– Sic est,[94] именно так! – добавил Шалкович.
– И все согласно закону и обычаю, – подытожил Каптолович.
– Но едва рана у вас затянулась, – продолжал судья, – пожалуйте вам, новая пакость! Незадолго до святого Георгия гричанские женщины, Ела Бедековичева и Бара Харамиина, стирали белье у Топличского ручья. Кругом было тихо, но вдруг откуда ни возьмись выскочил слуга Грегорианца Андрия Колкович со своими разбойниками и набросился на женщин…
– Satis,[95] довольно! Содом и гоморра! – перекрестился Шалкович.

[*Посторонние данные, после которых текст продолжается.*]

PR #377, opened 2016-01-06
Update composer.json requirements

### LINKED ISSUE #374: Parse error
Parse error: syntax error, unexpected T_STATIC, expecting T_STRING or T_VARIABLE or '$' in my/path on line 1492

Link 1492: $instance = new static();

PhrozenByte:
Fixes #374

### DIFF
--- a/README.md
+++ b/README.md
@@ -22,7 +22,7 @@ Better Markdown Parser in PHP
 
 ### Installation
 
-Include `Parsedown.php` or install [the composer package](https://packagist.org/packages/erusev/parsedown).
+Include `Parsedown.php` or install [the composer package](https://packagist.org/packages/erusev/parsedown). Parsedown requires PHP 5.3+
 
 ### Example
 
--- a/composer.json
+++ b/composer.json
@@ -12,6 +12,9 @@
             "homepage": "http://erusev.com"
         }
     ],
+    "require": {
+        "php": ">=5.3.0"
+    },
     "autoload": {
         "psr-0": {"Parsedown": ""}
     }


hkdobrev:
:+1:

erusev:
why does this fix #374

PhrozenByte:
parsedown requries PHP 5.3+ (as stated in the `README.md`), this simply prevents (composer) installations with older PHP versions.

hkdobrev:
BTW `composer` won't run on < PHP 5.3.3 anyway, but this change shows the minimum version on packagist as well so you know if you can use it in your environment.

cebe:
composer needs php 5.3.3 or higher so there is not really a point in adding it.

cebe:
@hkdobrev ha, same thought in the same second :)

hkdobrev:
@cebe If it's missing, one could not assume if it would work everywhere where Composer works or if it was just omitted. Explicit it better than implicit.

cebe:
fine with me. But we had the discussion already here: https://github.com/erusev/parsedown/pull/38

hkdobrev:
I thought of #38 as well, but it's a bit different with PHP 5.2. However in both cases, I'd always prefer to state the requirement than leave it to the user to test and figure it out.

PhrozenByte:
`composer.json` isn't necessarily limited to the `composer` cli, it can also be interpreted by other tools and services as well, like packagist. If there is a explicit requirement, specify it explicitly. This is common sense in like every package/dependency manager (e.g. `dpkg` and `rpm`). Never rely on that one of your dependencies (`composer` in this case) provides one of your direct dependencies (PHP 5.3+) implicitly, otherwise the dependency is completely out of your control.

erusev:
> composer.json isn't necessarily limited to the composer cli, it can also be interpreted by other tools and services as well

that's a good point

PhrozenByte:
Thank you @erusev :+1:

PR #715, opened 2019-05-18
Added a hook to change blocks on-the-fly

scorninpc:
I see alot issue about change text and block style, like a Geshi or new styles

I see it's confuse create Extras for every block we need to change. I'm big fan of hooks, so, I implemented something like that to do any change on-the-fly.

Something like that:

```php
$Parsedown = new Parsedown();

// Hook for change element blocks
$Parsedown->setTextHook(function($Element) {

	// Look for code block
	if($Element['name'] === "code") {
		$geshi = new Geshi($Element['text'], str_replace("language-", "", $Element['attributes']['class']), "/media/backup/www/andor.com.br/library/General/Library/Geshi/geshi/");
		$geshi->set_header_type(GESHI_HEADER_NONE);
		unset($Element['text']);

		$Element['rawHtml'] = $geshi->parse_code();
		$Element['allowRawHtmlInSafeMode'] = TRUE;
	}

	// ANOTHER ONE TO CHANGE
	elseif (1) {

	}

	// Return the same element block
	return $Element;
});
```

I don't know if you like or it's can be useful for you. But, was already coded!

### DIFF
--- a/Parsedown.php
+++ b/Parsedown.php
@@ -13,11 +13,14 @@
 #
 #
 
-class Parsedown
+class Parsedown 
 {
     # ~
 
     const version = '1.8.0-beta-7';
+
+    # ~ 
+    protected $texthook = NULL;
 
     # ~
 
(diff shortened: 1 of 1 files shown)


onelikeandidie:
This sounds like a great feature to have, I also wanted to hook into Parsedown without modifying it directly to add some extra features. Shame this was request was closed!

– Нет, не довольно, – продолжал судья. – Когда женщины подняли крик, что они пожалуются господину подбану, эти антихристы, злобно расхохотавшись, сказали, что пусть, дескать, жалуются на здоровье, господар им наказал колотить загребских скотов, не щадя и женщин, да еще и награду пообещал!
– Скоты мы, значит, скоты! – И Каптолович схватил капеллана за руку. – Вы только подумайте, ваше преподобие, мы скоты!

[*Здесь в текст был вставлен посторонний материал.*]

PR #731, opened 2019-10-24
add class option

Linnzh:
I added explicit class name addition options in some places.


Linnzh:
Is this library not allowed to add class names to HTML? In other words, can't modify the original label?

Linnzh:
Why not explicitly provide an opportunity to add a class name? Do you want to put the generated HTML inside a <div> tag with a controllable class name?

Issue #732, opened 2019-10-24
Add support for PHP 7.1+ and strict types


janbarasek:
Hello,

I suggest add support for all new PHP 7 features like strict types, input and return types, use new array syntax and more.

This upgrade can be released as new package master version and used in `composer.json`.

I think keep progress with current PHP is very important for new projects.

If you want upgrade this package, please let me know and I will send pull request.

Thank you and have a lovely day. :)

aidantwoods:
See #708. 

I'd actually really appreciate a review of that PR, to avoid just making changes no one really wants or agrees with.

janbarasek:
@aidantwoods Ok, I will check it. I think you can close this issue and we will continue in #708.

Thanks.

PR #733, opened 2019-10-24
Support for PHP 7

janbarasek:
Solve #732

- Added support for PHP 7
- Used all new PHP 7 features
- Strict types
- `declare(strict_types=1);`
- Input and return data types in methods
- Whole code refactoring and fix better readable
- Refactoring to tab and PSR-4 convention
- Add public method visibility

This pull request and change is maximally back compatible, but I renamed all variable names and keep different property name convention.

Please let me know which changes are acceptable to you, because I think this package should keep progress.

### DIFF
--- a/Parsedown.php
+++ b/Parsedown.php
@@ -1,1994 +1,1404 @@
 <?php
 
-#
-#
-# Parsedown
-# http://parsedown.org
-#
-# (c) Emanuil Rusev
-# http://erusev.com
-#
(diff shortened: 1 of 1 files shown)


GrahamCampbell:
How much slower is this code than the original (on the same PHP version)?

janbarasek:
@GrahamCampbell Sorry for late answer, but I must make some performance testing.

Speed is same +/- 5 %, my suggestion does not change speed.

PR #740, opened 2019-12-01
make it possible to disable block and inline types

lsmith77:
this is just PoC


lsmith77:
would you be open to such a feature?

PR #742, opened 2019-12-28
Revert BC break

GrahamCampbell:
Allows the parsedown extra tests to run.

### DIFF
--- a/.gitattributes
+++ b/.gitattributes
@@ -1,5 +1,4 @@
 # Ignore all tests for archive
-/test               export-ignore
 /.gitattributes     export-ignore
 /.gitignore         export-ignore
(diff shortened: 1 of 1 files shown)


aidantwoods:
I'm not sure this is a BC break, given that the PR I think you're referring to [explicitly swaps]( https://github.com/erusev/parsedown-extra/pull/141/files#diff-354f30a63fb0907d4ad57269548329e3R25) `--prefer-source` for `--prefer-dist`, which results in the test directory being absent on install: causing the test failure.

Downloading Parsedown's test suite on every install is likely a waste of everyone's time; for those that *really* want it there is `--prefer-source`.

Original PR adding this is here: https://github.com/erusev/parsedown/pull/406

– Храни нас господь! – промолвил тот, крестясь.
– Но и это еще не все, – продолжал судья, – обедня продолжается. Слуги Грегорианца у Кралева брода раздели догола горожанина Мию Крамара, и бедняге пришлось сидеть под дождем в кустах до вечера, чтобы прокрасться домой.
– Нет, вы только подумайте! – воскликнул Каптолович, поднимая руки.
– Ox, proles diaboli![96] – вздыхая, буркнул капеллан.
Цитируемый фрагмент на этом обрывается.